# Miller M50 Stump Grinder



## WayneB (Apr 14, 2007)

I just bought a Miller M50 PTO driven stump grinder. 24" grinder with 15 teeth in pockets. The teeth are near new. However when I did a few stumps, the grinder tended to want to gouge and whack big chunks and not shave. Could the teeth be timed wrong, that causes it not to shave and cut.

I have a portable RayCo with a 20 HP motor, 12 superteeth, and the Rayco cuts faster than the M50, The Rayco is shaving and cutting, whereas the Miller does not do the shave/cut effect.
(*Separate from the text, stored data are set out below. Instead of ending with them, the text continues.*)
PR #4966, opened 2024-01-05
Highlight the relevant platform admin navigation item

klssmith:
This highlights the relevant link in the left hand platform admin navigation when viewing a platform admin page. We do this for the other types of left hand navigation, so this just adds the same approach to the platform admin pages.

### Before
Screenshot 2024-01-05 at 16 54 17

### After
Screenshot 2024-01-05 at 16 54 02


quis (approved):
Nice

Anyone with advice is appreciated.

Wayne


----------



## Dadatwins (Apr 15, 2007)

The wrong tooth setting will cause the wheel to buck and chunk out pieces of the stump. What type teeth does the miller have?


----------



## WayneB (Apr 17, 2007)

*Same as M50 OEM*

I checked the operators manual. The teeth are the same as should be there. I have spares. They are the angled teeth on 1/2" square bar that fit into pockets. The book has a drawing and guide for teeth installation.
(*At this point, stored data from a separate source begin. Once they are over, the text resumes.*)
PR #4967, opened 2024-01-09
Only call template preview for letter templates

quis:
If someone hacks the URL to try to get a preview of an email template then they will get a 500 back from template preview.

Lets catch this early and return a 404 instead because we have no way of showing a PNG or PDF for an email or text message template.

### DIFF
--- a/app/template_previews.py
+++ b/app/template_previews.py
@@ -64,21 +64,6 @@ class TemplatePreview:
         return response.content, response.status_code, cls.get_allowed_headers(response.headers)
 
     @classmethod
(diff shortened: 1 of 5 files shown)


app/template_previews.py
```diff
@@ -19,6 +19,10 @@ def get_allowed_headers(headers):
     def get_preview_for_templated_letter(cls, db_template, filetype, values=None, page=None):
```
leohemsted, line 19: need to add `branding_filename` here as an optional and pull it in to the data dict if supplied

I guess I need to mount the grinder on the tractor, lift it up and walk the teeth around the wheel and check against the drawings in the book.
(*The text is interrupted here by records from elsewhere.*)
PR #4969, opened 2024-01-09
Fix missing `branding_filename` argument

quis:
…and add a test that doesn’t rely on a mock to pass

### DIFF
--- a/app/main/views/templates.py
+++ b/app/main/views/templates.py
@@ -293,6 +293,7 @@ def letter_branding_preview_image(filename):
             "here, content here’, making it look like readable English."
         ),
         "template_type": "letter",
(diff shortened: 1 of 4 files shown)


klssmith:
This gave an error of `KeyError: 'is_precompiled_letter'` when I tried to preview changing the letter branding and the `letter_branding_preview_image` route was called.

quis:
@klssmith good catch, fixed in [f05ce11](https://github.com/alphagov/notifications-admin/pull/4969/commits/f05ce11e6ba6f98fc51bb39d58ae59c296806731)

klssmith (approved):
Tested, and all worked well

PR #4978, opened 2024-01-17
Fix letter branding preview when no service present

quis:
Because we serve letter branding images without cookies there’s no`current_service` available in the request context.

This was causing an error when trying to preview a letter with no branding, because the fallback is to look at the branding for the current service.

This commit adds a conditional for this case, and makes the test more end-to-end to ensure this edge case is accounted for.

### DIFF
--- a/tests/app/main/views/test_templates.py
+++ b/tests/app/main/views/test_templates.py
@@ -1937,23 +1937,31 @@ def test_letter_branding_preview_image(
     original_filename,
     new_filename,
 ):
-    mocked_preview = mocker.patch(
-        "app.main.views.templates.TemplatePreview.get_preview_for_templated_letter", return_value="foo"
-    )
+    class MockedResponse:
+        content = "foo"
+        status_code = 200
+        headers = {}
+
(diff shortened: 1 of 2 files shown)


tests/app/main/views/test_templates.py
```diff
@@ -1937,23 +1937,31 @@ def test_letter_branding_preview_image(
...
         filename=original_filename,
     )
 
     mocked_preview.assert_called_with(
-        {
-            "subject": "An example letter",
-            "content": ANY,
-            "template_type": "letter",
-            "is_precompiled_letter": False,
+        "http://localhost:9999/preview.png",
```
CrystalPea, line 1952: I don't understand how the assertion worked both with the old version of args and the new version? Not that much changed in the code to change the call so much?

CrystalPea: Ohh, yes, of course, I missed that the mock changed, thank you 🙏🏼

CrystalPea (approved):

A cursory look previously looked the same.  Will check again. Compare teeth type too. 

Wayne



Dadatwins said:


> The wrong tooth setting will cause the wheel to buck and chunk out pieces of the stump. What type teeth does the miller have?


----------



## Dadatwins (Apr 18, 2007)

The 1/2 square type teeth need to be set in the pockets with a gauge. They are 2 pieces and are manually adjusted. The owners manual will tell you the settings. They one piece rayco teeth are automatically set and require no adjustment.


----------



## WayneB (Jun 16, 2007)

*Called Miller*

Still frustrated, I called Miller Manufacturing and spoke of my problem in great detail. Very helpful. Miller believes my problem was previous installation of replacement teeth a tad off the length. The only explanation is teeth setting.

Even if I have to buy a new set of teeth, I have a SUPERB deal on a great grinder. Cost of new teeth are a lot less than my RayCo.
Wayne


----------